Follow TIS on Twitter: @Truth_is_Scary & Like TIS of Facebook- facebook.com/TruthisScary
If you’re between the ages of 18 and 21, live in California and are a smoker, expect to be denied your favorite pack at the convenience store. Beginning in June, the new minimum age for officially jumped from 18 to 21, a prohibition move that lawmakers claim will curb the number of smokers in the Golden State, and ultimately help save lives.
Joining both Hawaii and the city of Needham in Massachusetts, California is the third locale in the U.S. to raise the legal smoking age to 21. Officials there hope that, like in these other places, age restrictions on smoking will help reduce the number of smokers and minimize the number of individuals who develop smoking-related health conditions like emphysema and lung cancer.
Citing statistics from Needham that show a nearly 50 percent reduction in the number of smokers in the five-year period following the change that was made in 2005, April Roeseler, head of the California public health department’s Tobacco Control Program, told the Los Angeles Times that she expects similar reductions in her state.
In Needham, the number of high schoolers smoking cigarettes fell by nearly half, according to a study published last year. And adult smoking rates in the town also fell from about 18.1 percent to a mere 8 percent – statistics that experts say can be replicated all across the country.
“If we can push that age up where fewer and fewer people start smoking as a teen, it’s likely that we will start to have some tobacco-free generations,” the Times quotes her as saying.
Prohibition never works; people who want ‘contraband’ will find a way
At this point, though, very little, if any, evidence exists to show that the rule change is working as intended.
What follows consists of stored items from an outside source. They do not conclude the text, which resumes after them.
PR #1030, opened 2024-02-05
Disable "fail on warning" in GitHub Actions and Jenkins builds

HeikoKlare:
The GitHub Actions and Jenkins build specifications currently contain the option `-Dmaven.compiler.failOnWarning=true`. Since warnings were defined to be ignored in the parent POM, this did not have any effect. The configuration to ignore warnings has been removed from the parent POM, so that the builds now fail as the code actually contains warnings.

This change removes the "fail on warning" option. Warnings are still considered via Jenkins quality gates.

See eclipse-platform/eclipse.platform.releng.aggregator#1774


HannesWell (dismissed):
Disabling failOnWarning makes sense to me, but we should then activate the quality gate, similar like it is done for example in PDE:

https://github.com/eclipse-pde/eclipse.pde/blob/d5c48d832150b036c20d61fcfcbe539ed96e85d3/Jenkinsfile#L42C6-L42C219

Although the exact settings are controversially discussed: https://github.com/eclipse-platform/eclipse.platform/pull/1046

HannesWell:
> I agree. Maybe we can have that as a direct follow-up PR? In case we need some experiments or discussion on the quality gate configuration, it will not block the failOnWarning disablement from being merged. Currently this makes all builds fail due to [eclipse-platform/eclipse.platform.releng.aggregator#1774](https://github.com/eclipse-platform/eclipse.platform.releng.aggregator/pull/1774), 

I'm also fine to do that as a follow up, if you prefer to discuss the exact settings first. But I would also be fine to apply only the weaker settings now, that only require no new warnings for the Compiler (which also includes API errors) and discuss later to make it more strict. Your call :)


> and since warnings have simply been ignored before, this option never had any effect.

Only for those warnings being ignored, not the once that were not ignored.

HeikoKlare:
> Only for those warnings being ignored, not the once that were not ignored.

True. Then removing the configuration option without enabling the quality gate would actually weaken the checks. I have added a quality gate configuration, which, from my understanding, should be rather weak. So we can see if that works fine and then apply a stricter one later on.

HannesWell (approved):
Looks good. Thank you!

The current quality-gate failure is obviously expected and will vanish for all following PRs.
So lets submit this and work on fixing the warnings. 🚀

PR #1032, opened 2024-02-05
Add back exports to the org.eclipse.swt host

tjwatson:
Some projects, like BND tools, will avoid using require-bundle at great lengths. This becomes problematic when the APIs they want to use do not version there `Export-Package` properly.

Many Eclipse projects, including SWT, do not version their API packages.  They only version their individual bundles with respect to semantic versioning.

For BND they resorted to using `Import-Package` with the `bundle-version` and `bundle-symbolic-name` of the host. This "worked" because the SWT API packages were defined in the `Export-Package` header of the host bundle. But now with PR #1008 this changed and the host bundle no longer defines the exported packages. The end result is BND tools is now broken and has many unresolvable bundles.

Until this is sorted out, this PR simply adds back the `Export-Package` header of the SWT host. The longer term solution should be to properly version SWT API packages so that consumers of the API can properly use `Import-Package` to depend on the API.

### DIFF
--- a/bundles/org.eclipse.swt/META-INF/MANIFEST.MF
+++ b/bundles/org.eclipse.swt/META-INF/MANIFEST.MF
@@ -6,6 +6,22 @@ Bundle-Version: 3.125.0.qualifier
 Bundle-ManifestVersion: 2
 Bundle-Localization: plugin
 DynamicImport-Package: org.eclipse.swt.accessibility2
+Export-Package: 
+ org.eclipse.swt,
+ org.eclipse.swt.accessibility,
+ org.eclipse.swt.awt,
+ org.eclipse.swt.browser,
+ org.eclipse.swt.custom,
+ org.eclipse.swt.dnd,
+ org.eclipse.swt.events,
+ org.eclipse.swt.graphics,
+ org.eclipse.swt.internal,
+ org.eclipse.swt.internal.image;x-internal:=true,
+ org.eclipse.swt.layout,
+ org.eclipse.swt.opengl,
+ org.eclipse.swt.printing,
+ org.eclipse.swt.program,
+ org.eclipse.swt.widgets
 Eclipse-ExtensibleAPI: true
 Bundle-RequiredExecutionEnvironment: JavaSE-17
 Automatic-Module-Name: org.eclipse.swt


HannesWell (approved):
Looks good, thank you Tom.

HannesWell:
The quality-gate errors in Jenkins are somewhat expected, since it was setup newly for SWT and has to settle first.

laeubi:
> For BND they resorted to using `Import-Package` with the `bundle-version` and `bundle-symbolic-name` of the host.

So effectively they using `Require-Bundle` but just giving it another name ;-)

(yes I know that there are still slight differences)

> The longer term solution should be to properly version SWT API packages so that consumers of the API can properly use Import-Package to depend on the API.

an immediate solution would be to simply always export all packages with the bundle version.

iloveeclipse:
This change adds now 19 API errors on org.eclipse.swt.gtk.linux.x86_64, saying basically that all workspace types from `org.eclipse.swt.internal` new and should be tagged with `since 3.125` version.

Changing export to `org.eclipse.swt.internal;x-internal:=true,` fixes that. 
Note, originally it was `- org.eclipse.swt.internal;x-friends:="org.eclipse.ui,org.eclipse.swt.tools.spies",`

I'm alone who sees the problem? Or is this Linux specific?

merks:
I see this now:

image

HannesWell:
> Changing export to `org.eclipse.swt.internal;x-internal:=true,` fixes that.
> Note, originally it was `- org.eclipse.swt.internal;x-friends:="org.eclipse.ui,org.eclipse.swt.tools.spies",`

Yes adding back `org.eclipse.swt.internal` as public package was wrong, I oversaw that in the review.

Changing it to `org.eclipse.swt.internal;x-internal:=true,` should be fine. `org.eclipse.swt.tools.spies` already suppresses the restriction warnings and `org.eclipse.ui` seems not to use `swt.internal` (anymore):
https://github.com/search?q=repo%3Aeclipse-platform%2Feclipse.platform.ui%20path%3A%2F%5Ebundles%5C%2Forg%5C.eclipse%5C.ui%5C%2F%2F%20org.eclipse.swt.internal&type=code

If non one of you adds the `x-internal` directive back, I can do it this evening.

tjwatson:
> This change adds now 19 API errors on org.eclipse.swt.gtk.linux.x86_64, saying basically that all workspace types from `org.eclipse.swt.internal` new and should be tagged with `since 3.125` version.
> 
> Changing export to `org.eclipse.swt.internal;x-internal:=true,` fixes that. Note, originally it was `- org.eclipse.swt.internal;x-friends:="org.eclipse.ui,org.eclipse.swt.tools.spies",`
> 
> I'm alone who sees the problem? Or is this Linux specific?

Sorry about that.  I was told the `x-friends` was no longer needed for spies.  I didn't notice that it was still needed for `org.eclipse.ui`.  I mistakenly removed all of `x-friends`.  It should still make `org.eclipse.ui` a friend.

iloveeclipse:
Most likely this change also causes following issue: https://github.com/eclipse-platform/eclipse.platform.ui/issues/1654

laeubi:
> The end result is BND tools is now broken and has many unresolvable bundles.
> Until this is sorted out, this PR simply adds back the Export-Package header of the SWT host. 

@tjwatson can you explain what component complains here? As I'm currently looking into the resolver I'm also looking what the spec says and [there one finds](https://docs.osgi.org/specification/osgi.core/8.0.0/framework.module.html#framework.module.exportpackage):

> The Framework will automatically associate each package export definition with the following attributes:
> 
> - bundle-symbolic-name - The bundle symbolic name of the exporting bundle. **In the case of a fragment bundle**, this is the host bundle's symbolic name.
> - bundle-version - The bundle version of the exporting bundle. **In the case of a fragment bundle**, this is the host bundle's version.

For me it looks like the "complainer" here is not respecting that rule and only looks at packages from the host but not consider those contributed by fragments.

tjwatson:
I remember that part of the specification, but I don't believe it to be implementable. At one point I thought I removed that from the core specification.  No framework implements that behavior, because I believe it to be unimplementable.  And clearly there is no TCK for it.

PR #1033, opened 2024-02-05
Fix some of the new warnings

HannesWell:


bundles/org.eclipse.swt/Eclipse SWT/cocoa/org/eclipse/swt/widgets/Display.java
```diff
@@ -5277,7 +5277,6 @@ public void syncExec (Runnable runnable) {
  */
 public <T, E extends Exception> T syncCall(SwtCallable<T, E> callable) throws E {
 	Objects.nonNull(callable);
-	@SuppressWarnings("unchecked")
```
HannesWell, line 5280: Actually I'm not sure if this is really sane to be removed.

HeikoKlare: I don't think so. When I place this kind of statement somewhere in SWT code, it (correctly) gives an "unchecked" warning. I don't know about any proper way to instantiate a generically typed array in a type-safe way in Java. Since this array is only used as a means to pass some value from within the lambda outside, what about replacing the array with something that is actually supposed to pass a reference, like an `AtomicReference`? It also provides `setPlain()` and `getPlain()` to avoid the synchronization overhead.

bundles/org.eclipse.swt/Eclipse SWT/cocoa/org/eclipse/swt/widgets/Display.java
```diff
@@ -5277,7 +5277,6 @@ public void syncExec (Runnable runnable) {
...
 	T[] t = (T[]) new Object[1];
```
laeubi, line 5280:
```suggestion
	Object[] t = new Object[1];
```

and cat the return value as with the exception?

bundles/org.eclipse.swt/Eclipse SWT/cocoa/org/eclipse/swt/widgets/Display.java
HannesWell: I noticed that `unchecked` warnings were suppressed for the entire `Display` class and therefore this suppression was flagged as unnecessary. But I removed the class-level suppression so it came back. It was only suppressed at the class-level for mac-os.

But I also applied your suggestion and used AtomicReference using set/getPlain. Thanks for that.

bundles/org.eclipse.swt/Eclipse SWT/cocoa/org/eclipse/swt/widgets/Display.java
HannesWell: Obsolete with applying Heiko's suggestion and using AtomicReference.

HannesWell:
Since I noticed some inconsistencies between the platform in suppressed warnings, I went one step further and resolved all suppressed-warnings where reasonable possible.
The remaining suppression are harder to fix, so I left them out.
The remaining problems are all either due to the usage of deprecated code or API leakage warnings.

HannesWell:
> Looks good. Thank you for cleaning up!

Thanks for your review. :)

PR #1617, opened 2024-11-24
don't modify topIndex in handleTextChanged if control has not the focus

tobiasmelcher:
fix split screen issue https://github.com/eclipse-platform/eclipse.platform.ui/issues/2142 by not setting StyledText#topIndex if the control has not the focus.

### DIFF
--- a/bundles/org.eclipse.swt/Eclipse SWT Custom Widgets/common/org/eclipse/swt/custom/StyledText.java
+++ b/bundles/org.eclipse.swt/Eclipse SWT Custom Widgets/common/org/eclipse/swt/custom/StyledText.java
@@ -6046,7 +6046,7 @@ void handleTextChanged(TextChangedEvent event) {
 	}
 	int firstLine = content.getLineAtOffset(lastTextChangeStart);
 	resetCache(firstLine, 0);
-	if (!isFixedLineHeight() && topIndex > firstLine) {
+	if (!isFixedLineHeight() && isFocusControl() && topIndex > firstLine) {
 		topIndex = firstLine;
 		if (topIndex < 0) {
 			// TODO: This logging is in place to determine why topIndex is getting set to negative values.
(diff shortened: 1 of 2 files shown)


tobiasmelcher:
@mickaelistria would you prefer that we delete the complete if-block "if (!isFixedLineHeight() && topIndex > firstLine) {" or is the approach of this pull request also fine?

vogella:
We should try to delete the code that we do not know why it is there (https://github.com/eclipse-platform/eclipse.platform.ui/issues/2142) early in the next release cycle to find if this causes any yet unknown issues.

mickaelistria:
This PR looks good.

> We should try to delete the code that we do not know why it is there

Here I think the reason for this code are clear enough: it can happen while editing some lines of non fixed height that the current position of the topIndex doesn't allow to see the whole first edited line. So I think it's best to keep it as proposed.

tobiasmelcher:
test error 
org.eclipse.swt.tests.junit.Test_org_eclipse_swt_custom_StyledText.test_notFixedLineHeightDoesntChangeLinePixelIfUnnecessary
might be related to this change? I need to check.

mickaelistria:
> might be related to this change? 

That's extremely probable. Note that this test is important, it may not be written properly so maybe tweaking it so it is doing the job better can help, but in any case, the behavior it does test (notFixedLineHeightDoesntChangeLinePixelIfUnnecessary is hopefully explicit enough) is important to be guaranteed by a test. If this test is failing then it means that whenever a line header annotation is printed, the content of the text widget moves accordingly and may even hide (whose position is supposed to be stable for comfortable usage)

BeckerWdf:
mh...
org.eclipse.swt.tests.junit.Test_org_eclipse_swt_custom_StyledText.test_notFixedLineHeightDoesntChangeLinePixelIfUnnecessary
still fails.

mickaelistria:
Can you reproduce the failure locally?

PR #1620, opened 2024-11-26
PatternWin32ManualTest: suppress Discouraged access warning

jukzi:
`The type 'DPIUtil' is not API (restriction on required project 'org.eclipse.swt.win32.win32.x86_64')`

### DIFF
--- a/tests/org.eclipse.swt.tests.win32/ManualTests/org/eclipse/swt/widgets/PatternWin32ManualTest.java
+++ b/tests/org.eclipse.swt.tests.win32/ManualTests/org/eclipse/swt/widgets/PatternWin32ManualTest.java
@@ -33,6 +33,7 @@ public class PatternWin32ManualTest {
 	private static Display display = Display.getDefault();
 
 	public static void main (String [] args) {
+		@SuppressWarnings("restriction")
 		int zoom = DPIUtil.getDeviceZoom();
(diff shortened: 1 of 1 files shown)


jukzi:
CI complains about 10 unnecessary `@SuppressWarnings("restriction")` - what has changed?
image

jukzi:
> CI complains about 10 unnecessary

created https://github.com/eclipse-platform/eclipse.platform.swt/issues/1648

akurtakov:
That's because the plugin is not enabled in maven build. If you look at https://github.com/eclipse-platform/eclipse.platform.swt/blob/3c1065b067e01526a303134b0f1b947af92ad229/pom.xml#L233 there is only one test bundle enabled.

jukzi:
Is it possible and good to add `org.eclipse.swt.tests.win32` there?

akurtakov:
From releng POV it would probably have to be added in a maven profile as IIRC it uses SWT methods that are internal for the win32 port. 
With the above said it's up to people with windows access to evaluate whether it would be beneficial  for GHA as Jenkins runs on Linux thus the module will be skipped there.

jukzi:
lets keep it simple by now: i know the warning is reduced in my workspace - lets merge?

akurtakov:
Merge it.

PR #1623, opened 2024-11-27
Updated bundles with comparator errors

trancexpress:
Changes to ecj are for handling of switch on String.

See: https://github.com/eclipse-platform/eclipse.platform.releng.aggregator/issues/2595

### DIFF
--- a/binaries/org.eclipse.swt.gtk.linux.aarch64/forceQualifierUpdate.txt
+++ b/binaries/org.eclipse.swt.gtk.linux.aarch64/forceQualifierUpdate.txt
@@ -1,0 +1,1 @@
+https://github.com/eclipse-platform/eclipse.platform.releng.aggregator/issues/2595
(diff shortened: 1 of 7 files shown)


akurtakov:
I am not sure that would do the trick. Please force update for org.eclipse.swt host too.

bundles/org.eclipse.swt/META-INF/MANIFEST.MF
```diff
@@ -2,7 +2,7 @@ Manifest-Version: 1.0
 Bundle-Name: %pluginName
 Bundle-Vendor: %providerName
 Bundle-SymbolicName: org.eclipse.swt; singleton:=true
-Bundle-Version: 3.129.0.qualifier
+Bundle-Version: 3.129.100.qualifier
```
akurtakov, line 5: SWT minor version has already been update so no version change needed

trancexpress:
3 tests in `org.eclipse.swt.tests.junit.Test_org_eclipse_swt_browser_Browser` fail, I assume that is not related to the changes here.

PR #1624, opened 2024-11-27
Use ubuntu-latest instead of outdated centos-8

laeubi:


Jenkinsfile
```diff
@@ -18,7 +18,7 @@
 def runOnNativeBuildAgent(String platform, Closure body) {
 	def final nativeBuildStageName = 'Build SWT-native binaries'
 	if (platform == 'gtk.linux.x86_64') {
-		podTemplate(inheritFrom: 'centos-latest' /* inhert general configuration */, containers: [
+		podTemplate(inheritFrom: 'ubuntu-latest' /* inhert general configuration */, containers: [
 			containerTemplate(name: 'swtbuild', image: 'eclipse/platformreleng-centos-swt-build:8',
```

University of California, San Francisco (UCSF) professor Dr. Stanton Glantz, for instance, admitted to the Times that the policy still needs time to “settle in.” The California Smokers’ Helpline also says it hasn’t noticed any increases in the number of callers in the prohibited age range trying to quit, which suggests that not much has changed.
There’s also the contraband factor – older kids still buying cigarettes for younger kids, for example, including those younger than the former threshold age of 18. Illegal buying has always been an issue, law or no law, which is something that the government never really seems to understand when it comes to issues of prohibition.
“They’re hanging out and partying together, so they’ll just get someone else to buy,” says Leonard Charles, the owner of a liquor store in Oakland. Charles says he strictly enforces the new cigarette age law, but believes that if somebody wants cigarettes, he or she is going to find a way, regardless of the law.